▶ [Directions]: Every line in the records below that holds "fails" must be identified and copied.

*** Begin section ***

PR #292, opened 2026-07-03
fix(wallet-react): support wagmi v3 and move ox to dependencies

andrascodes:
Chris found an issue when following the documentation where wagmi v3 raised peer-dependency conflict errors. The below details all the problems and the solutions. There's one somewhat unresolved issue with `@zerodev/sdk` using `events` that is not shipped with RN. I suggested a couple of solutions, let me know what you prefer!

## What

`packages/react/package.json` (`@zerodev/wallet-react`):

- `wagmi` peer: `^2.19.0` → `^2.19.0 || ^3.0.0`
- `@wagmi/core` peer: `^2.22.0` → `^2.22.0 || ^3.0.0`
- `ox`: moved from `peerDependencies` (`^0.3.0`) to `dependencies` (`~0.14.20`)

No code changes. `@zerodev/wallet-core` unchanged.

## Why

- **wagmi v3**: a plain `npm i wagmi` now installs v3, which the v2-only peer
  rejected (`ERESOLVE`). Our wagmi usage (`useConfig`, `useChainId`,
  `useReadContract(s)`, `createConnector`, the `@wagmi/core/actions` `connect`,
  `Config.emitter`/`transports`) is unchanged across v2→v3, so widening is safe.
  They stay **peers** because wagmi must be a single shared instance — the
  connector plugs into the app's `Config`. Widening also lets npm dedupe to one
  `@wagmi/core` (the v2-only peer caused two copies, so our connector could end
  up registered in a different `@wagmi/core` than the app's `WagmiProvider`).
- **ox**: we only use `Provider.createEmitter` (a framework-agnostic EIP-1193
  emitter — no shared identity needed), and `ox` ships breaking changes across
  `0.x` minors. As a hard peer it forced `^0.3.0` to reconcile against the rest
  of the stack (viem/accounts on `0.14.x`) and failed. viem and `accounts`
  already treat `ox` as a private `dependency`; we now match that. `~0.14.20`
  dedupes onto viem's pinned `0.14.29`.

## React Native `events` error

On Expo SDK 57, bundling fails:

```
The package at "node_modules/@zerodev/sdk/.../KernelEIP1193Provider.js"
attempted to import the Node standard library module "events".
It failed because the native React runtime does not include the Node standard library.
```

`@zerodev/sdk` imports Node's built-in `events`, which React Native doesn't ship.
It surfaces with `npm` because npm doesn't auto-install the (optional) peer-dep
chain that would otherwise pull `events` in transitively (e.g. WalletConnect) —
so nothing provides it, and the import fails. Package managers that do install
those peers (e.g. pnpm in the reference app) happen to have `events` and never
hit this.

**Quick fix (needs documenting):** consumers install the pure-JS `events` shim
alongside the other packages:

```bash
npm i events
```

Update the Expo quickstart to include this, alongside the existing
`react-native-get-random-values` polyfill.

**More durable fix (up for discussion)** — so consumers don't add the shim
manually:

1. Add `events` as a regular **dependency** of `@zerodev/wallet-react`, so every
   consumer gets it automatically (same approach as `ox` above). Smallest, in
   our control.
2. Fix upstream in `@zerodev/sdk` — add a `react-native`/`browser` export
   condition, or swap Node `events` for a cross-platform emitter (`eventemitter3`,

*** End section ***

▶ [Finished exercise]:
On Expo SDK 57, bundling fails:
so nothing provides it, and the import fails. Package managers that do install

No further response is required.